ANOVA (Analysis of Variance) Calculator
Use this ANOVA calculator to test whether the means of three independent groups are significantly different. Enter each group's observations as comma-separated numbers (for example: 10, 12, 14).
This tool performs a one-way ANOVA, reporting between-group and within-group sums of squares, mean squares, the F statistic, and the associated p-value. Results update automatically as you type.
How it works
One-way ANOVA partitions the total variability in the data into variability between groups (SSB) and variability within groups (SSW). The test statistic is:
F = MSB / MSW = (SSB / (k - 1)) / (SSW / (N - k))Where k is the number of groups and N is the total number of observations. A large F suggests that group means differ more than expected by chance. The p-value is computed from the F distribution with (k - 1, N - k) degrees of freedom.
Example
Suppose you have three groups of observations:
- Group 1: 10, 12, 14
- Group 2: 15, 17, 19
- Group 3: 20, 22, 24
Enter these into the calculator. It will compute SSB, SSW, MSB, MSW, the F statistic, and the p-value automatically. If p < 0.05 (typical alpha), you would conclude the group means are significantly different.
Assumptions
- Observations are independent within and across groups.
- Each group is normally distributed (robust for moderate deviations when sample sizes are similar).
- Homogeneity of variances (groups have similar variances).
If assumptions are violated, consider transformations, non-parametric alternatives (e.g., Kruskal-Wallis), or Welch's ANOVA for unequal variances.
Interpreting results
Key outputs:
- SSB (Between): Variability due to differences between group means.
- SSW (Within): Variability within each group.
- MSB and MSW: Mean squares (SS divided by degrees of freedom).
- F statistic: Ratio MSB/MSW. Higher values suggest stronger evidence against the null hypothesis (that all group means are equal).
- p-value: Probability of observing an F at least as extreme as the computed one under the null. Small p (e.g., < 0.05) indicates statistical significance.
Frequently Asked Questions
Can I input different numbers of observations per group?
Yes.
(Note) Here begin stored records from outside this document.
PR #171, opened 2020-05-15
Move MemoryAddress::copy (jextract version)

mcimadamore:
This patch addresses the remaining issues with jextrct templating mentioning the old MemoryAddress:copy method.

---------
### Progress

### Reviewers

### Download
`$ git fetch https://git.openjdk.java.net/panama-foreign pull/171/head:pull/171`
`$ git checkout pull/171`

### DIFF
--- a/src/jdk.incubator.jextract/share/classes/jdk/incubator/jextract/tool/resources/C-X.java.template
+++ b/src/jdk.incubator.jextract/share/classes/jdk/incubator/jextract/tool/resources/C-X.java.template
@@ -23,11 +23,6 @@ public class C-X {
     private static final VarHandle handle = LAYOUT.varHandle(CARRIER);
     private static final VarHandle arrayHandle = arrayHandle(LAYOUT, CARRIER);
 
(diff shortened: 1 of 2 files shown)


src/jdk.incubator.jextract/share/classes/jdk/incubator/jextract/tool/resources/C-X.java.template
```diff
@@ -25,7 +25,7 @@ public class C-X {
 
     private static void copy(MemoryAddress addr, ${CARRIER}[] arr) {
         var heapSegment = MemorySegment.ofArray(arr);
-        MemoryAddress.copy(heapSegment.baseAddress(), addr, arr.length * sizeof());
+        addr.segment().copyFrom(heapSegment);
```
JornVernee, line 28: The behavior is not necessarily the same if `addr` is not the base address of the segment. I think the right move here is to change the parameter from MemoryAddress to MemorySegment (same for Cstring).

PR #173, opened 2020-05-16
Add unsigned adapter handles

ChrisHegarty:
Hi,

As part of feedback on the Foreign Memory API (when experimenting with its usage internally in the JDK), a small number of potential usability enhancements could be made to the API. This is the third such.

  MemoryHandles::asUnsigned

When dealing with _unsigned_ native data types it is often convenient to model them as
wider _signed_ Java primitives (with appropriate magnitude checks). For example, it is convenient to model an _unsigned short_ as a Java _int_ to avoid dealing with negative values, which would be the case if modeled as a Java short. We do this all the time in the JDK implementation, and it even bleeds into the APIs sometimes.

To model this, I found myself reaching for `MemoryHandles::filterValue` to do the narrowing and widening, so that my layout class could expose the set of memory handles with appropriate carrier types that the higher-level java code was expecting. This worked fine, but Maurizio pointed out that this is something that the API should probably expose at a slightly higher level. Writing these widening and narrowing adapters using _filterValue_ is not a lot of code, but easy to make mistakes and a place for bugs to hide.

A single static adapter factory, `MemoryHandles::asUnsigned(VarHandle target, Class<?> adaptedType)`, (thanks Maurizio for the suggestion) would be sufficient to provide such functionality. It adapts a target var handle by narrowing incoming values and widening outgoing values, to and from the given type, respectively. When calling _set_ on the resulting var handle, the incoming value (of type adaptedType) is converted by a narrowing primitive conversion and then passed to the target var handle. Conversely, when calling _get_ on the resulting var handle, the returned value obtained from the target var handle is converted by an unsigned widening conversion before being returned to the caller.

We don't necessarily need to, or can, support all combinations, but there seems to be a sweet spot where Java longs and ints can be used to model _unsigned char_, _unsigned short_, and _unsigned int_, [1] which covers the majority of the use-cases. This also seems to align nicely with the primitive wrapper unsigned widening methods, e.g. `Byte::toUnsignedInt`, `Byte::toUnsignedLong`, etc.

I started this discussion as a PR so that hopefully the code changes can help convey the idea and inform readers.

Comments welcome.

[1] https://cr.openjdk.java.net/~chegar/foreign/asUnsigned.pdf

---------
### Progress

### Reviewers

### Download
`$ git fetch https://git.openjdk.java.net/panama-foreign pull/173/head:pull/173`
`$ git checkout pull/173`


JornVernee:
I don't think the source code generation is really needed. It seems like it should be enough to have a set of TO/FROM MethodHandles for each adaptation, and then have the if/else in `asUnsigned` pick the right pair to pass to `filterValue`.

Also, the whole implementation could be put in the MemoryHandles class. We do this for `asAddressVarHandle` as well. No need to put things in j.l.i IMO.

ChrisHegarty:
Thanks @JornVernee and @mcimadamore for your comments.

The templating was cute when I started, but as rows in the table were eliminated it no longer carries its own weight.

This update removes the templating. I decided to keep the implementation in its own class for now, so that we can see if we really want to merge it into MemoryHandles. Most of the implementation is not really sharable with other parts of MemoryHandles.

src/jdk.incubator.foreign/share/classes/jdk/internal/foreign/UnsignedAdapters.java
```diff
@@ -0,0 +1,159 @@
...
+            throw new InternalError("expected byte carrier, but got: " + target.varType());
+        return MemoryHandles.filterValue(target, LONG_TO_BYTE, BYTE_TO_UNSIGNED_LONG);
+    }
+
+    // long to short
+    private static VarHandle longToUnsignedShort(VarHandle target) {
+        if (target.varType() != short.class)
+            throw new InternalError("expected byte carrier, but got: " + target.varType());
+        return MemoryHandles.filterValue(target, LONG_TO_SHORT, SHORT_TO_UNSIGNED_LONG);
+    }
```
mcimadamore, line 124: I'm not super sure of the added value of these - the check is essentially a no op, since you already have a switch where, based on the var handle carrier, you decide which method to call. So perhaps we can just inline the right MH filter inside the switch above?

src/jdk.incubator.foreign/share/classes/jdk/internal/foreign/UnsignedAdapters.java
```diff
@@ -0,0 +1,159 @@
...
+
+    private static void checkNarrowable(Class<?> type) {
+        if (!(type == int.class || type == long.class)) {
+            throw newIllegalArgumentException("illegal adapter type", type.getSimpleName());
+        }
+    }
+
+    private static void checkTargetWiderThanCarrier(Class<?> carrier, Class<?> target) {
+        if (Wrapper.forPrimitiveType(target).bitWidth() <= Wrapper.forPrimitiveType(carrier).bitWidth()) {
```
mcimadamore, line 146: Note that MemoryHandles has already a routine to retrieve carrier size - maybe there's some reuse possible there

ChrisHegarty:
I am going to review and update the set of values in the test's data providers.

PR #175, opened 2020-05-18
Add benchmark to measure performance of VH adapters

mcimadamore:
This patch adds a straightforward benchmark to measure performances of var handle adapters.

The benchmark is set up to read values from an int array, both with a var handle(obtained from `MethodHandles`), an associated `MethodHandle` (derived from the first var handle) and with a segment-based, memory access var handle.

Then the same test is repeated, but with an extra adaptation step inserted in the middle - rather than reading `int` values directly, the adapter turns `ints`
into instances of `IntBox` and the loop code doing the sum converts them back into ints.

One-way ANOVA supports unequal sample sizes. The calculator automatically accounts for the different group sizes when computing degrees of freedom and mean squares.
What if a group has non-numeric entries or blanks?
Non-numeric tokens and empty entries are ignored. Make sure each observation is a valid number. If a group becomes empty after filtering invalid entries, it will be excluded from the analysis.
How do I decide significance?
Compare the p-value to your alpha (commonly 0.05). If p < alpha, you reject the null hypothesis that all group means are equal. Remember to check assumptions and consider post-hoc tests to identify which groups differ.
Post-hoc testing
ANOVA tells you if at least one group mean differs, but not which pairs differ. If ANOVA is significant, use post-hoc comparisons (e.g., Tukey's HSD) to identify specific group differences while controlling family-wise error.
References
- Field, A., Miles, J., & Field, Z. (2012). Discovering Statistics Using R.
- Any standard statistics textbook covering one-way ANOVA and F-distribution.